--- INPUT RECORDS Enclosed Below ---

PR #26854, opened 2026-05-30
add sui-tool db-shell: interactive shell for validator databases

mystenmark:
## Summary

Adds \`sui-tool db-shell\`, an interactive shell that exposes the Sui validator database as a navigable virtual filesystem, useful for debugging live or stopped validator nodes.

**Two operating modes:**

- **Direct mode** (\`--db-path\`): opens RocksDB files directly. The node must be stopped.
- **Proxy mode** (\`--admin-url\`): delegates all operations to the running node's admin HTTP API, enabling safe concurrent access. The same endpoints work with \`curl\`.

**Shell commands:** \`ls\`, \`cd\`, \`cat\`, \`dbg\`, \`bcs\`, \`rm\`, \`pwd\`, \`help\`

**Virtual filesystem structure:**
\`\`\`
/epochs/<e>/first-checkpoint           first checkpoint of the epoch
/epochs/<e>/last-checkpoint            last checkpoint of the epoch
/epochs/<e>/committee                  validator committee for the epoch
/epochs/<e>/checkpoints/<seq|digest>   individual checkpoints in the epoch

/checkpoints/seq/<seq>/summary         checkpoint summary by sequence number
/checkpoints/seq/<seq>/contents        checkpoint contents by sequence number
/checkpoints/digest/<digest>/summary   checkpoint by digest
/checkpoint-contents/<digest>          raw checkpoint contents

/transactions/<digest>                 a transaction
/transactions/<digest>.fx-<digest>     its effects

/consensus/latest                      latest known consensus commit index
/consensus/commits/<index>/summary     consensus commit summary with transaction keys
\`\`\`

**Listing / pagination:**
- \`ls /checkpoints/seq\` — first 30 entries
- \`ls /checkpoints/seq/5000\` — 30 entries starting at seq 5000 (cursor semantics)
- \`ls --limit 100 /epochs\` — up to 100 epochs

**Output formats:** \`cat\` (JSON), \`dbg\` (Rust \`{:#?}\`), \`bcs\` (base64), \`bcs --raw\` (binary)

**Admin REST API** (proxy mode / curl-compatible):
\`\`\`bash
curl 'http://127.0.0.1:1337/db-shell/ls?path=/checkpoints/seq&limit=10'
curl 'http://127.0.0.1:1337/db-shell/read?path=/checkpoints/seq/1/summary&format=json'
curl 'http://127.0.0.1:1337/db-shell/read?path=/checkpoints/seq/1/summary&format=debug'
curl 'http://127.0.0.1:1337/db-shell/read?path=/checkpoints/seq/1/summary&format=bcs'
\`\`\`

The admin API binds unconditionally to \`127.0.0.1\` and is only accessible via the admin router — the component is purely passive (no background work).

**Consensus support (direct + proxy mode):**
- Direct mode: pass \`--consensus-db-path\` to enable the \`/consensus\` namespace.
- Proxy mode: the running node's consensus store is used automatically (no extra flag needed).

## Test plan

- [ ] Build: \`cargo build -p sui-tool -p sui-node\`
- [ ] Unit tests pass: \`SUI_SKIP_SIMTESTS=1 cargo nextest run -p sui-core -p sui-node -p sui-tool --lib\`
- [ ] Direct mode: \`sui-tool db-shell --db-path <stopped-node-db>\` and navigate with \`ls\`, \`cat\`, \`dbg\`
- [ ] Proxy mode: start sui-node, then \`sui-tool db-shell --admin-url http://127.0.0.1:1337\`
- [ ] curl against the admin API endpoints
- [ ] Consensus (direct): \`sui-tool db-shell --db-path ... --consensus-db-path ...\` and browse \`/consensus\`
- [ ] Consensus (proxy): browse \`/consensus/latest\` and \`/consensus/commits/<index>/summary\` via proxy mode


crates/sui-node/src/lib.rs
```diff
@@ -1693,11 +1694,24 @@ impl SuiNode {
...
+    pub fn clone_checkpoint_store(&self) -> Arc<CheckpointStore> {
+        self.checkpoint_store.clone()
+    }
+
     pub fn clone_authority_store(&self) -> Arc<AuthorityStore> {
-        self.state.db()
+        self.state.authority_store()
+    }
+
+    pub fn clone_consensus_store(
```
akichidis, line 1705: I assume all the uses are supposed to be quite ephemeral right? Just query something, print and then the Arc is destroyed. No long term hold on that? As during epoch change we are shutting down everything in consensus and spin up again, the proper db shutdown was a bit of a delicate point and we should make sure we don't leak this.

crates/sui-node/src/db_shell.rs
```diff
@@ -0,0 +1,859 @@
...
+        .ok_or_else(|| not_found(format!("consensus commit {index} not found")))?;
+
+    let block_refs: Vec<_> = commit.blocks().to_vec();
+    let blocks = cs.read_blocks(&block_refs).map_err(internal)?;
+
+    let mut tx_keys: Vec<String> = Vec::new();
+    for block_opt in blocks {
+        let block = match block_opt {
+            Some(b) => b,
+            None => continue,
```
akichidis: In practice this should never happen unless we are talking about a corrupted database or a bug in consensus. I believe we would be good to enrich the info in this case a bit. 

Also, I believe we might also want to print the finalise commits as well, as those are the ones that will get sent to consensus handler (they contain the accepted/rejected txes).

None of the above comments are a blocker - our team can actually refine those APIs

akichidis (commented):
From a very diagonal read this looks extremely useful! 
PR is quite large - although quite machine/automated code I guess - so I would like to do a second pass (unless other reviewers approve earlier).

crates/sui-node/src/lib.rs
mystenmark: Yes - I made sure that all the cloned Arc<>s are ephemeral. I could try to have this function return a reference to avoid any possibility of a problem here, but it didn't seem necessary

crates/sui-node/src/db_shell.rs
```diff
@@ -574,18 +575,38 @@ fn render_consensus_commit_summary(
...
         .ok_or_else(|| not_found(format!("consensus commit {index} not found")))?;
 
+    let commit_ref: CommitRef = commit.reference();
     let block_refs: Vec<_> = commit.blocks().to_vec();
     let blocks = cs.read_blocks(&block_refs).map_err(internal)?;
 
+    let rejected = cs
+        .read_rejected_transactions(commit_ref)
+        .map_err(internal)?
+        .unwrap_or_default();
```
akichidis: This is something probably we can follow up after the PR is merged, but basically there is no guarantee that the rejected transactions will have been written for that commit. This is done only when the commit gets finalised. In this case it is written in store in the "finalised_commits" table , alongside with the rejected transactions. But as I said we can follow up on that.

akichidis: Also I see that there is some code duplication for this method between the `db_shell` and the `direct`. Is that intentional?

crates/sui-core/src/authority.rs
```diff
@@ -3809,6 +3809,13 @@ impl AuthorityState {
             .database_for_testing()
     }
 
+    /// Access to the underlying authority store for diagnostic tooling (db-shell).
+    pub fn authority_store(&self) -> Arc<AuthorityStore> {
+        self.execution_cache_trait_pointers
+            .testing_api
+            .database_for_testing()
```
akichidis, line 3821: I understand that this is really not "production" code per se, but it's a tool that we certainly want some reliability especially on time-critical moments. Unless there is no other way around it , it's ok, but I would avoid using any element that is targeted for testing.

akichidis (approved):
I see that there is good test coverage, but if you haven't done already I would suggest doing a PT deployment and hit some of those commands to confirm they yield the expected results.

crates/sui-core/src/authority.rs
mystenmark: i could add another api that's called "inspection_api" or something but this just seems like busywork. the intent here is that we want to make sure nothing in the actual execution path uses the AuthorityStore directly, rather than going through the writeback cache. I'll add a comment to that effect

--- End of Enclosed INPUT RECORDS ---

**WHAT IS REQUIRED:** Look through the preceding entries for the word "index". Report how many lines hold it, and only that number.

**COMPLETED EXERCISE:** 5